What the task asks:
In the data below, find every line with the word "sandbox" and copy it out.

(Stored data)
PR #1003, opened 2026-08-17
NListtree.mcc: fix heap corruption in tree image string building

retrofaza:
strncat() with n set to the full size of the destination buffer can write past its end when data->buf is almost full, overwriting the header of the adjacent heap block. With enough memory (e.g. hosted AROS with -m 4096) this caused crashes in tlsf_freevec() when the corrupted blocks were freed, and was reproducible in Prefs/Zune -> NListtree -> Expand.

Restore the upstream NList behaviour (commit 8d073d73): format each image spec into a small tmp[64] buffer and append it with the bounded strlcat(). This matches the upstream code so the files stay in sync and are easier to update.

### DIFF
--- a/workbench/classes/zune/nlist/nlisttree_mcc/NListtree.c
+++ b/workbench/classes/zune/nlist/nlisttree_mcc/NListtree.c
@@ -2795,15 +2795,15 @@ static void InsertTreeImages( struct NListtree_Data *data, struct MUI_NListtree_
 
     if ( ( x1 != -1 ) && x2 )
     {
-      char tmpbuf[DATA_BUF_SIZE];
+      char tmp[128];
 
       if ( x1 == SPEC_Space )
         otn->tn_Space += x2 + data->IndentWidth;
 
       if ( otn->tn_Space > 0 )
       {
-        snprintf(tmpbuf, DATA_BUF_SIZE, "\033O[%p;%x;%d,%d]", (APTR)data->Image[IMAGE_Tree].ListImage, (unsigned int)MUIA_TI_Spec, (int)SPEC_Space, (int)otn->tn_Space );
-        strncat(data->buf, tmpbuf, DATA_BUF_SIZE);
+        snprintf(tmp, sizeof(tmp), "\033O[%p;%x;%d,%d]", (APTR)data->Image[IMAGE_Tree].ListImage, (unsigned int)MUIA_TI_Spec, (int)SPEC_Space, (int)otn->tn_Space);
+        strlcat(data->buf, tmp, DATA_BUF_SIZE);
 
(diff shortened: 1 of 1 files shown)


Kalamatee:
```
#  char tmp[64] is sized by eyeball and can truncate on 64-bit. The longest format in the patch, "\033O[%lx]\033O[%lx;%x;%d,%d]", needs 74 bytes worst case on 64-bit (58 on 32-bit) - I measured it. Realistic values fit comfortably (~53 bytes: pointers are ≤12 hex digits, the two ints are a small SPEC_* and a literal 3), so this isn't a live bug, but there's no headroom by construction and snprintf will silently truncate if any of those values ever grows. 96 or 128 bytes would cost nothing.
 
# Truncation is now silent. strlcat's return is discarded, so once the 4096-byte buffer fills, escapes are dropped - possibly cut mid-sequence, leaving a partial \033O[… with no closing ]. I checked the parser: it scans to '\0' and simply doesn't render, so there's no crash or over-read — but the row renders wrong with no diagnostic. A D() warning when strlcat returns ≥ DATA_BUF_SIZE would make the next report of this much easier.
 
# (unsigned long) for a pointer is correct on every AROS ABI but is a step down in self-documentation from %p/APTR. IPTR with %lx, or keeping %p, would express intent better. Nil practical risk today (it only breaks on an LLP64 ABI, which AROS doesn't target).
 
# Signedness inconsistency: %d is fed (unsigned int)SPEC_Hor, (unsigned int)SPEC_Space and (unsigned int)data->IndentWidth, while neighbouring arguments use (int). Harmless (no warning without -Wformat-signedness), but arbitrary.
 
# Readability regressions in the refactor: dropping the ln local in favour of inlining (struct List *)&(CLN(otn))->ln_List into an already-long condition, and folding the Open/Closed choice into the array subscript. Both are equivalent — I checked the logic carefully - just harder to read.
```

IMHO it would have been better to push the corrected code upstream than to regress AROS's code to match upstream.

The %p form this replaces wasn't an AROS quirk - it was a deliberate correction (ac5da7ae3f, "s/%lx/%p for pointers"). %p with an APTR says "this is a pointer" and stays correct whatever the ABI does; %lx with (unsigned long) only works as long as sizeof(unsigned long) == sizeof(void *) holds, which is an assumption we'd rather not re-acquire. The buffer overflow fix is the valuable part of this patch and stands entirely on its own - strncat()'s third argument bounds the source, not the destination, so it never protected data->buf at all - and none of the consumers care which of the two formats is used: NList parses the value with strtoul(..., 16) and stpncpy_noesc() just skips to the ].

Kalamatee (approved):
* * *
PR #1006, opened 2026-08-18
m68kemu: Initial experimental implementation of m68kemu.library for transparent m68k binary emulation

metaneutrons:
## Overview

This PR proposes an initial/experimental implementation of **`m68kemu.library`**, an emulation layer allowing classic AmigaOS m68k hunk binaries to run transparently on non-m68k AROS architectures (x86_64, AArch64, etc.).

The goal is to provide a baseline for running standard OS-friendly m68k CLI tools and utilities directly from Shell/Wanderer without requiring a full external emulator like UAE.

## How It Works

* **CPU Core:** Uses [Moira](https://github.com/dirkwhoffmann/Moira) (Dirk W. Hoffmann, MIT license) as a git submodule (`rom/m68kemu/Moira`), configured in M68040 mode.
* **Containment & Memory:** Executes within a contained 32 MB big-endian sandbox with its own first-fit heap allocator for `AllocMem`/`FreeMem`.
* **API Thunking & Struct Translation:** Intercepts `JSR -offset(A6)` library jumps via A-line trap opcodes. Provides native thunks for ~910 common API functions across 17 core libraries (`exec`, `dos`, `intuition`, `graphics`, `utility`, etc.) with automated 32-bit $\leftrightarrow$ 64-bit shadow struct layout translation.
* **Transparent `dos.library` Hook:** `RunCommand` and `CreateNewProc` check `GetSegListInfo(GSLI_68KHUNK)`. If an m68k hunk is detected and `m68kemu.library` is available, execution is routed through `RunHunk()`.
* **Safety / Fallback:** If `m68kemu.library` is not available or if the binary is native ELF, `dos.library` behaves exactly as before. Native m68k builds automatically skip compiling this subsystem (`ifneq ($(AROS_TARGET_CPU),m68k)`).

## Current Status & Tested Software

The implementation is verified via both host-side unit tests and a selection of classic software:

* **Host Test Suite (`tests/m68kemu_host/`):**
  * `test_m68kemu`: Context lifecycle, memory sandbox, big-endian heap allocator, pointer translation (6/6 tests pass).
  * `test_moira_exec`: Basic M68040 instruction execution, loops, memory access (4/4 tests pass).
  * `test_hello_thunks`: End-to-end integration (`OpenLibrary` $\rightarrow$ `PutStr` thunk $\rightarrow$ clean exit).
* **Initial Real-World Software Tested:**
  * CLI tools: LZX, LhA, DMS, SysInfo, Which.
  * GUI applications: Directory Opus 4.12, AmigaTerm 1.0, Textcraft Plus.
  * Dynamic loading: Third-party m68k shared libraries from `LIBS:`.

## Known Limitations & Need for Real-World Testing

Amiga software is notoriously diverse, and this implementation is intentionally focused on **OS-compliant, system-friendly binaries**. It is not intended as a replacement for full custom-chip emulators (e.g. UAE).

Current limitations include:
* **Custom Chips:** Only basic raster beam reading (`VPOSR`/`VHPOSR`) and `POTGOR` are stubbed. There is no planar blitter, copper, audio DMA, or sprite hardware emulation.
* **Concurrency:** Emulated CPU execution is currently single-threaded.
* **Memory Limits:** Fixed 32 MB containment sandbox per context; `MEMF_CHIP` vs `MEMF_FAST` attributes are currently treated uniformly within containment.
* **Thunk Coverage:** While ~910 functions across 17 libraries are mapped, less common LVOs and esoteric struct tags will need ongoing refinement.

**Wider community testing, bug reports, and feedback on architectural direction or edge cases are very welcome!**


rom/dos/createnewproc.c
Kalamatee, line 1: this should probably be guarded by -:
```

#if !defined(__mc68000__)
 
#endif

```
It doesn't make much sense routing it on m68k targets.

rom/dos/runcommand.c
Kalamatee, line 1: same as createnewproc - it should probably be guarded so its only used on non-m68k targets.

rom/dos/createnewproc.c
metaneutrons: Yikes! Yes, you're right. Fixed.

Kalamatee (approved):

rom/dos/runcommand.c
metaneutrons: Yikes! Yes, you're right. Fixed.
* * *
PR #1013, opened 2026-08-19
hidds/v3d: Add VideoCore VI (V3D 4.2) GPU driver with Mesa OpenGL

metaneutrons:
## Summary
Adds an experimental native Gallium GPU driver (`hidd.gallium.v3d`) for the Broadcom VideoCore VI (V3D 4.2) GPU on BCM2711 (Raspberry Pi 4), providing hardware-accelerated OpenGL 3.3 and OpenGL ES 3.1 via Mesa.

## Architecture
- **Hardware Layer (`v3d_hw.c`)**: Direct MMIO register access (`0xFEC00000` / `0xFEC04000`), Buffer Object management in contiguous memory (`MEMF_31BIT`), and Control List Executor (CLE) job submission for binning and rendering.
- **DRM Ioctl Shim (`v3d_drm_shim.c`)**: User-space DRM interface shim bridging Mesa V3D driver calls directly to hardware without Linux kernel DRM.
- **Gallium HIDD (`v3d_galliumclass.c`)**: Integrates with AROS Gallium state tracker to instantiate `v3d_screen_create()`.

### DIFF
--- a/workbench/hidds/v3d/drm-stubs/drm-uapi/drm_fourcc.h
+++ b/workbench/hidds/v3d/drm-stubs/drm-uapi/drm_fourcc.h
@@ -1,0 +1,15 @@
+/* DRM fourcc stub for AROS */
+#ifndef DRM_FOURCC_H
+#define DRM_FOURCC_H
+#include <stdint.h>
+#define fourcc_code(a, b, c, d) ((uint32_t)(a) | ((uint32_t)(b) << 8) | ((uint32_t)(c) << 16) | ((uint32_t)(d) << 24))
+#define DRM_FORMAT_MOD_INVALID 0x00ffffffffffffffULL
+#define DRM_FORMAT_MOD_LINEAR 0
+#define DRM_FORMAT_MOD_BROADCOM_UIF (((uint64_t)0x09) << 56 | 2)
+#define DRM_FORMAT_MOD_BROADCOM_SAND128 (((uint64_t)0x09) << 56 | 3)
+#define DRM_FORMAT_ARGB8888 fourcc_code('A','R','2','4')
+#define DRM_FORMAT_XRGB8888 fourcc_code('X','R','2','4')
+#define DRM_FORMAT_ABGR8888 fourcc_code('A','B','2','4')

Result of this exercise:
* **Containment & Memory:** Executes within a contained 32 MB big-endian sandbox with its own first-fit heap allocator for `AllocMem`/`FreeMem`.
  * `test_m68kemu`: Context lifecycle, memory sandbox, big-endian heap allocator, pointer translation (6/6 tests pass).
* **Memory Limits:** Fixed 32 MB containment sandbox per context; `MEMF_CHIP` vs `MEMF_FAST` attributes are currently treated uniformly within containment.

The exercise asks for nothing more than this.